Günümüzden 12.000 yıl öncesine kadar uzanan ve tarihteki en eski ibadet merkezi olduğu düşünülen Göbeklitepe, Sümerlerden, İngiltere’deki Stonehenge’den, Mısır piramitlerinden bile yaklaşık 7 bin 500 yıl daha önce yapılmış. Yerleşik hayata geçişlerin ilk izleri hakkında büyük bulgular barındırıyor ve tarıma işaret eden buğdayın ilk izlerinin Göbeklitepe’de bulunduğu belirtiliyor.
Tülay Saraçoğlu Çetinkaya
tulay@haber.dk
Yazıya başlamadan önce Göbeklitepe nerede diye merak edenlere hemen belirtelim. İnsanlık tarihinin akışını değiştiren, pek çok kişinin varlığından bile haberi olmadığı Göbeklitepe, Şanlıurfa’nın 20 km. kuzeydoğusunda Örencik köyü yakınlarında Tek Tek dağlarının eteğinde bulunuyor. Yaklaşık 300 metre çapında ve 15 metre yüksekliğinde geniş görüş alanına hakim bir konumda yeralıyor. Dünyanın bilinen en eski kült yapılar topluluğu olan bu yapıların ortak özelliği, T biçimindeki 10-12 dikilitaş yuvarlak planda dizilmiş, araları taş duvarla örülmüş.
Günümüzden 12.000 yıl öncesine kadar uzanan ve tarihteki en eski ibadet merkezi olduğu düşünülen Göbeklitepe; matematik, geometri, fizik, mimari, sanat ve astroloji ile tarihin gizemli bir yapısı olmakla birlikte yerleşik hayata geçişlerin ilk izleri hakkında büyük bulgular barındırıyor.
Dünyanın en eski kült merkezi olarak bilinen Göbeklitepe’nin keşfi, o çağdaki avcılara, toplayıcılara dair bugüne kadar bildiklerimizi alt üst etti. Biz onları bir yerden bir yere sürekli göç eden, avlayacak hayvan ve bitki bulduğu sürece bir yerde kalan, oldukça ilkel ve küçük topluluklar halinde yaşayan insan grupları olarak biliyorduk.
1995’te Göbeklitepe izleri bulunmadan önce, insanların o çağda avcılık, toplayıcılık yapıp göçebe yaşadığı tahmin ediliyordu.
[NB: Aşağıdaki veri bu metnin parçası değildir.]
PR #371, opened 2018-03-27
Remove extra whitespace

zaporylie:
This PR removes extra white space so when you copy the code example you won't get coding standard errors.

Nothing special here :)


webflo:
Thx

PR #376, opened 2018-03-28
Updated argument name

morenstrat:
The 'destination' arguments for the sql:sync and core:rsync are now called 'target'.

### DIFF
--- a/drush/Commands/PolicyCommands.php
+++ b/drush/Commands/PolicyCommands.php
@@ -19,7 +19,7 @@ class PolicyCommands extends DrushCommands {
    * @throws \Exception
    */
   public function sqlSyncValidate(CommandData $commandData) {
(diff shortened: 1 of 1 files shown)


morenstrat:
Note: currently the commands don't seem to be picked up. See #377

weitzman:
Are you using Drush9? The argument names match Drush 9, which is what this starter kit installs by default.

morenstrat:
Yes, I'm using Drush 9.2.1 - With argument name `destination` I get ` [error]  The "destination" argument does not exist. `

I moved `drush/Commands/PolicyCommands.php` to `vendor/drush/drush/src/Commands` because otherwise the validation hooks don't get picked up (see #377)

weitzman:
Oh you are correct. I was confused.

PR #951, opened 2025-03-29
feat: enable building on stable Rust

kaspar030:
# Description

This PR adds stable Rust support. It is ~~WIP~~ a first iteration.

- nightly is still default
- CI only builds nightly
- `examples/http-server` is using `type_alias_impl_trait` and thus conflicts `stable`.

## Issues/PRs references

unstable tracking list in #298.

Depends on #950.

## Open Questions

- [x] Do we wait for the embassy-executor(-macros) release? => no, that is already merged in #982 
- [x] how to choose toolchain with espup? currently does `+esp` => xtensa always nightly

## Change checklist

### DIFF
--- a/.github/workflows/build-deploy-docs.yml
+++ b/.github/workflows/build-deploy-docs.yml
@@ -61,7 +61,7 @@ jobs:
       # faster generation.
       - name: Build rustdoc docs
         run: |
-          cargo doc \
+          RUSTDOCFLAGS='--cfg nightly' cargo doc \
               --no-deps \
               -p ariel-os \
               -p coapcore \
@@ -90,7 +90,7 @@ jobs:
                   usb-hid,
                   coapcore/_nightly_docs
                   "
-          RUSTDOCFLAGS='-D warnings --cfg context="esp32c6"' cargo doc \
+          RUSTDOCFLAGS='-D warnings --cfg context="esp32c6" --cfg nightly' cargo doc \
               --target=riscv32imac-unknown-none-elf \
               --no-deps \
               --features "
@@ -101,7 +101,7 @@ jobs:
                   spi,
                   " \
               -p ariel-os-esp
-          RUSTDOCFLAGS='-D warnings --cfg context="rp" --cfg context="rp2040"' cargo doc \
+          RUSTDOCFLAGS='-D warnings --cfg context="rp" --cfg context="rp2040" --cfg nightly' cargo doc \
               --no-deps \
               --features "
                   embassy-rp/rp2040,
@@ -110,7 +110,7 @@ jobs:
                   spi,
                   " \
               -p ariel-os-rp
-          RUSTDOCFLAGS='-D warnings --cfg context="nrf52840"' cargo doc \
+          RUSTDOCFLAGS='-D warnings --cfg context="nrf52840" --cfg nightly' cargo doc \
               --no-deps \
               --features "
                   embassy-nrf/nrf52840,
@@ -119,7 +119,7 @@ jobs:
                   spi,
                   " \
               -p ariel-os-nrf
-          RUSTDOCFLAGS='-D warnings --cfg context="stm32wb55rg"' cargo doc \
+          RUSTDOCFLAGS='-D warnings --cfg context="stm32wb55rg" --cfg nightly' cargo doc \
               --no-deps \
               --features "
                   embassy-stm32/stm32wb55rg,
@@ -140,8 +140,8 @@ jobs:
 
       - name: Check for unexpected cmdrun uses
         run: |
-            cd book
-            ./cmdrun-check.sh
+          cd book
+          ./cmdrun-check.sh
 
       - name: Build the book
         run: |
@@ -163,8 +163,8 @@ jobs:
         continue-on-error: true
         id: check
         run: |
-            hash="$(curl https://ariel-os.github.io/ariel-os/_hash | head -n 1)"
-            test "$hash" != "$(cat ./_site/_hash)"
+          hash="$(curl https://ariel-os.github.io/ariel-os/_hash | head -n 1)"
+          test "$hash" != "$(cat ./_site/_hash)"
 
       - name: Upload artifact (PR)
         if: github.event_name == 'pull_request' && steps.check.conclusion == 'success'
--- a/laze-project.yml
+++ b/laze-project.yml
@@ -25,6 +25,8 @@ contexts:
       - ?hw/device-identity
       - ?lto
       - ?semihosting
+      - ?nightly
+      - ?stable
     env:
       RUSTFLAGS:
         - ${RUSTFLAGS_CONTEXTS}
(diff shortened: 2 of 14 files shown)


kaspar030:
Current roadblock: `macro_metavar_expr` in `ariel-os-debug-log`.

src/ariel-os-embassy/src/delegate.rs
```diff
@@ -41,10 +43,9 @@ pub struct Delegate<T> {
     send: Signal<CriticalSectionRawMutex, SameExecutorCell<*mut T>>,
     reply: Signal<CriticalSectionRawMutex, ()>,
     was_exercised: AtomicBool,
+    _not_send: PhantomData<*const ()>,
```
kaspar030, line 46: This actually breaks the usb_builder_hook use case. why did we add the `!Send` bound, can we just drop it instead?

src/ariel-os-threads/src/sync/mutex.rs
```diff
@@ -15,6 +16,7 @@ use crate::{SCHEDULER, thread::ThreadState, threadlist::ThreadList};
 pub struct Mutex<T> {
     state: UnsafeCell<LockState>,
     inner: UnsafeCell<T>,
+    _not_send: PhantomData<*const ()>,
```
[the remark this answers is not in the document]
josephcsible: On its own it would, but we already do `unsafe impl<T: Sync> Sync for MutexGuard<'_, T> {}` which overrides this and makes it `Sync` anyway.

src/ariel-os-embassy/src/delegate.rs
kaspar030: ah yes, thanks! ... I totally misread the compilation error. I've added the explicit `Sync` impl.

kaspar030:
> IIRC, embassy's story for non-TAIT/ATIT require a fixed size to be given for structs.

My understanding is that since https://github.com/embassy-rs/embassy/pull/4020 this is not needed anymore.

laze-project.yml
```diff
@@ -635,6 +636,27 @@ modules:
...
+          - --cfg stable
+
+  - name: nightly
+    help: build with nightly Rust
+    conflicts:
+      - stable
+    env:
+      global:
+        RUSTFLAGS:
+          - --cfg nightly
```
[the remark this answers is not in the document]
kaspar030: I guess so, but for the Ariel use case, global `cfg(stable)` and `cfg(nightly)` is pretty convenient.

src/ariel-os-embassy/src/delegate.rs
```diff
@@ -41,9 +43,10 @@ pub struct Delegate<T> {
     send: Signal<CriticalSectionRawMutex, SameExecutorCell<*mut T>>,
     reply: Signal<CriticalSectionRawMutex, ()>,
     was_exercised: AtomicBool,
+    _not_send: PhantomData<T>,
```
josephcsible, line 46: Is it desirable that this type will now be `Send` if `T` is `Send`? It wasn't before.

ROMemories:
> Current roadblock: `macro_metavar_expr` in `ariel-os-debug-log`.

This one was addressed in #965.

ROMemories:
@kaspar030 The `cargo-test` CI check is failing because of an unstable feature.

src/ariel-os-embassy/src/delegate.rs
kaspar030: no, my bad. thanks for noticing!

src/ariel-os-threads/src/sync/mutex.rs
```diff
@@ -58,6 +60,7 @@ impl<T> Mutex<T> {
         Self {
             state: UnsafeCell::new(LockState::Unlocked),
             inner: UnsafeCell::new(value),
+            _not_send: PhantomData,
```
ROMemories, line 63: The `Mutex` is `Send`, what must not is the `MutexGuard`.

ROMemories (changes requested):
I don't have a strong opinion regarding whether to use Cargo features for `nightly`, I'm fine with a raw `cfg` flag. I'd like to check the doc rendering in CI, but <surge.sh> is currently down.

ROMemories:
From my local testing, I think this additionally requires `RUSTDOCFLAGS='--cfg nightly'` in the CI doc generation.

src/ariel-os-threads/src/sync/mutex.rs
kaspar030: Oh yes. Well spotted!

kaspar030: fixed.

.github/workflows/build-deploy-docs.yml
```diff
@@ -90,7 +90,7 @@ jobs:
                   usb-hid,
                   coapcore/_nightly_docs
                   "
-          RUSTDOCFLAGS='-D warnings --cfg context="esp32c6"' cargo doc \
+          RUSTDOCFLAGS='-D warnings --cfg context="esp32c6" --cfg nightly' cargo doc \
```
ROMemories, line 93: The main cargo doc run above needs the same, the "feature flairs" are not shown in the docs preview.

laze-project.yml
```diff
@@ -644,6 +645,36 @@ modules:
...
+        RUSTFLAGS:
+          - -Clink-arg=-Tkeep-stack-sizes.x
+          - -Z emit-stack-sizes
+
+  - name: stable
+    help: build with stable Rust
+    conflicts:
+      - nightly
+      # currently, esp needs to use `+esp` as toolchain
+      - xtensa
```
ROMemories, line 662: optional: the `stable` module needs not be aware of the `xtensa` module, this could be moved to the `xtensa` module. This would also result in better error messages:

```
    3: "context::esp32s3" cannot resolve "xtensa"
    4: "xtensa" conflicts "stable"
```

instead of

```
    3: "context::esp32s3" cannot resolve "xtensa"
    4: "xtensa" is disabled/conflicted
```

ROMemories (approved):

```
laze -C examples/hello-world build -s stable -b nrf52840dk run
```

```
laze -C src/ariel-os-identity build -s stable -b nrf52840dk test
```

laze-project.yml
kaspar030: have you updated `laze` lately? The error message nowadays is like this:

```
laze: not building binary "hello-world" for builder "espressif-esp32-s3-devkitc-1"

Caused by:
    0: "hello-world" cannot resolve "context::espressif-esp32-s3-devkitc-1"
    1: "context::espressif-esp32-s3-devkitc-1" cannot resolve "context::esp32-s3-wroom-1"
    2: "context::esp32-s3-wroom-1" cannot resolve "context::esp32s3"
    3: "context::esp32s3" cannot resolve "xtensa"
    4: "xtensa" is disabled/conflicted by stable
```

... I'll move it anyways.

kaspar030: done

ROMemories (approved):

Fakat M.Ö 9.600 yıllarına tarihlenen Göbeklitepe, o insanların hiç de sanıldığı gibi ilkel olmadıklarını gösteriyor.
Göbeklitepe, Sümerlerden, İngiltere’deki Stonehenge’den, Mısır piramitlerinden bile yaklaşık 7 bin 500 yıl daha önce yapılmış. Yerleşik hayatı geçişi simgeleyen büyük bulgular ve tarıma işaret eden buğdayın ilk izleri Göbeklitepe’de ortaya çıktı.
O çağda toplumsal bir örgütlenme gerçekleştiren bu insanlar, bir inanç/amaç için bir araya gelmişler. Muhteşem bir işçilikle üzerinde hayvan kabartmaları olan ve ağırlıkları 8 tona ulaşan sütunları diken bu gizemli insanlar hakkında, o yörenin yetiştirdiği değerli arkeolog Mesut Alp’in halen kazılara başkanlık eden Prof. Necmi Karul hocamız ile birlikte Türkçe ve diğer dillerde yaptığı tarihi ve arkeolojik belgeselleri ilgi ile izledim. Siz de isterseniz Göbeklitepe hakkındaki videoları YouTube’dan izleyebilir daha fazla bilgiye ulaşabilirsiniz.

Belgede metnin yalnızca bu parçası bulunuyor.